Requirement: Please filter the entries and return only the lines that include "system".

Data for this task:

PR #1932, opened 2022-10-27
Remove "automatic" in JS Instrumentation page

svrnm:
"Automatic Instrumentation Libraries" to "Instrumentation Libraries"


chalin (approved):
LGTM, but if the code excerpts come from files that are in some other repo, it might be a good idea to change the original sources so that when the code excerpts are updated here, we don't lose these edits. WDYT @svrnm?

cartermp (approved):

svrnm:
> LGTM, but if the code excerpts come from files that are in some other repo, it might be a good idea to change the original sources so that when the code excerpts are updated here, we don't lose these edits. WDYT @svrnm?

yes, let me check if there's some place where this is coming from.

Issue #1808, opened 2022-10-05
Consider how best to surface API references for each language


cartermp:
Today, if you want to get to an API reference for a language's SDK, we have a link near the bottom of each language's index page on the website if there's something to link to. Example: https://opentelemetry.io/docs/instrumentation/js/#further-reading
---
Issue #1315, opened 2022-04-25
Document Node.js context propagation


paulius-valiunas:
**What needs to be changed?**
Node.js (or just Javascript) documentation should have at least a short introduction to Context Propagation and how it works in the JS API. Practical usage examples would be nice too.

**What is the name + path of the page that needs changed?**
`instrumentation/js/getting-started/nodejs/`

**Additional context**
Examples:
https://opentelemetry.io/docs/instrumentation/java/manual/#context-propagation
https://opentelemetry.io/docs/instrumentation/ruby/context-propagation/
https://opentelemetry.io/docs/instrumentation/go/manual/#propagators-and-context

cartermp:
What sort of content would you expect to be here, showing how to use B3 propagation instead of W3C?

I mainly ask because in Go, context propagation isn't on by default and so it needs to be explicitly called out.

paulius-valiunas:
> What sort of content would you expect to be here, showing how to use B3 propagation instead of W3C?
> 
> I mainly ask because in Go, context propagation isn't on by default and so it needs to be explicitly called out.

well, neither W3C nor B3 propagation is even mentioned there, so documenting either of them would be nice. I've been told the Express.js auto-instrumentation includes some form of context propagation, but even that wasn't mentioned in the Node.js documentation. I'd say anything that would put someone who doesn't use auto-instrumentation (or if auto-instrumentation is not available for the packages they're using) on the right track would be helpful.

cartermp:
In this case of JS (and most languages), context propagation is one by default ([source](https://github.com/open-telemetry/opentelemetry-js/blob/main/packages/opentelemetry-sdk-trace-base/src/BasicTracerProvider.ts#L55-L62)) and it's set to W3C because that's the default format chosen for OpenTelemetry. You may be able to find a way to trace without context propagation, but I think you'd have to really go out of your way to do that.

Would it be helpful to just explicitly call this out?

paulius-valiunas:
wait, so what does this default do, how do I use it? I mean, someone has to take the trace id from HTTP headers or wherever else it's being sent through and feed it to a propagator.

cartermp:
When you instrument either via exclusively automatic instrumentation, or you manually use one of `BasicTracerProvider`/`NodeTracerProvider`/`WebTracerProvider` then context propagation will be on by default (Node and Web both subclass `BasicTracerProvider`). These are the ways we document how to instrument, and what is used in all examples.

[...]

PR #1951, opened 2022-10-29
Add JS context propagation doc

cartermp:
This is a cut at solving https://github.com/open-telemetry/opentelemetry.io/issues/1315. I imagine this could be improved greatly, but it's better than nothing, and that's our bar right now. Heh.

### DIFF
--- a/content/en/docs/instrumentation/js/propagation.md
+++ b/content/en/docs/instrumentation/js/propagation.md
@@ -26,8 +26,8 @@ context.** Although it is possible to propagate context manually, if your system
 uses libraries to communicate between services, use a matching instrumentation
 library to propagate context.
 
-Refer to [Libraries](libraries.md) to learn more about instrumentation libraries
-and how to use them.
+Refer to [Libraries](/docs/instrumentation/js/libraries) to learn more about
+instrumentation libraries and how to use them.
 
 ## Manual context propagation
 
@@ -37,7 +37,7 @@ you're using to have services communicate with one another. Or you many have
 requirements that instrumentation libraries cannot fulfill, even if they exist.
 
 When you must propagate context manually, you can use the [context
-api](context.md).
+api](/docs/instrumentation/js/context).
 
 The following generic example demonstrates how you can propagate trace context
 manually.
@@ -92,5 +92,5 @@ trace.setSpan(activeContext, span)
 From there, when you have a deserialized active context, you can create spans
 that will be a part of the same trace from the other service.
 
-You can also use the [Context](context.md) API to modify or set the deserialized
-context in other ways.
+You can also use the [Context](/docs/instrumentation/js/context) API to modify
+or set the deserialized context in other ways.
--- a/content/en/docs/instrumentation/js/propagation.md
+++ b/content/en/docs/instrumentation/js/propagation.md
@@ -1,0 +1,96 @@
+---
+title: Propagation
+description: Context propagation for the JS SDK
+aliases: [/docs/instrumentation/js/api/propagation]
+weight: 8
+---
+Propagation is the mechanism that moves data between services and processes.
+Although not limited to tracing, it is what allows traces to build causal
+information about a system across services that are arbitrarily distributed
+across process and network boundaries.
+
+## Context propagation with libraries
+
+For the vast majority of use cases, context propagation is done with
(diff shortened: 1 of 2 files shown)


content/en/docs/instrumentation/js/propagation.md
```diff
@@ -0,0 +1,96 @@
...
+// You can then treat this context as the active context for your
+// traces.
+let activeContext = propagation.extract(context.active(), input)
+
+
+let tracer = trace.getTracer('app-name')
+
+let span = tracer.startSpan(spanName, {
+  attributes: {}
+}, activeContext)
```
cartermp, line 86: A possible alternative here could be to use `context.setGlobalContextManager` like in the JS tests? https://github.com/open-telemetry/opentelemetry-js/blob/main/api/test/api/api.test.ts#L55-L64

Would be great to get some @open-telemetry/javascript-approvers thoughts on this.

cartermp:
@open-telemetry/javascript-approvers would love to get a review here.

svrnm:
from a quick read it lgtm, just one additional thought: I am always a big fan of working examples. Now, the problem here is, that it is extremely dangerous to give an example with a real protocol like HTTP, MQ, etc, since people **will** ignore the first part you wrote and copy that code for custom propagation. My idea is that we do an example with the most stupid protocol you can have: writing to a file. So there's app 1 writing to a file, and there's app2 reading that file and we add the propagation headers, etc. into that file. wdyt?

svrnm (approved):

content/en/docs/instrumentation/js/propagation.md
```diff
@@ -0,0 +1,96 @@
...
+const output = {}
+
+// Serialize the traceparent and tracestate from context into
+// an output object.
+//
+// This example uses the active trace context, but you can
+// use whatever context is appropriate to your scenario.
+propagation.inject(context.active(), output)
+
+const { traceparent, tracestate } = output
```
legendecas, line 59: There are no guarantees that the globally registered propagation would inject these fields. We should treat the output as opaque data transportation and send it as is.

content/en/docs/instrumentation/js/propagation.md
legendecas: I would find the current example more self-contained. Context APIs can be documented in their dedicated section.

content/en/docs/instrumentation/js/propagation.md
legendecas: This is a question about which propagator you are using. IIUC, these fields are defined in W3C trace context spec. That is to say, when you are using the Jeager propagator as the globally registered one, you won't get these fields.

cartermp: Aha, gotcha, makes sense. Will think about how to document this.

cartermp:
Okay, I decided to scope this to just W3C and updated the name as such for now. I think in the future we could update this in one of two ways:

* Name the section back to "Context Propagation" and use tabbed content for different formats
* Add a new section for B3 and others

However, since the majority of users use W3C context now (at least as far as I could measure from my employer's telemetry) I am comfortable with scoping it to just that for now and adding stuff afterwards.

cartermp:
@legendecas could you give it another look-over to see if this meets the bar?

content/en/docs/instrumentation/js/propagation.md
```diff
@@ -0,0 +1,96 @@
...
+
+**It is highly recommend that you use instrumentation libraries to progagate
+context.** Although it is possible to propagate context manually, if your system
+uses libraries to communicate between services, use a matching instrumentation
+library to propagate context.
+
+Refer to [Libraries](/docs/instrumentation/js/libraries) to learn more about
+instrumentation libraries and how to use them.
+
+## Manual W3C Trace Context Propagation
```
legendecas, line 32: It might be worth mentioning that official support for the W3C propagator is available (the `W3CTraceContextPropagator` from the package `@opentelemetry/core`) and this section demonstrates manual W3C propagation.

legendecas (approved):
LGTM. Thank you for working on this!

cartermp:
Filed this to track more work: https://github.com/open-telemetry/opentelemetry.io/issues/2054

Solution to the exercise:
@@ -26,8 +26,8 @@ context.** Although it is possible to propagate context manually, if your system
+information about a system across services that are arbitrarily distributed
+context.** Although it is possible to propagate context manually, if your system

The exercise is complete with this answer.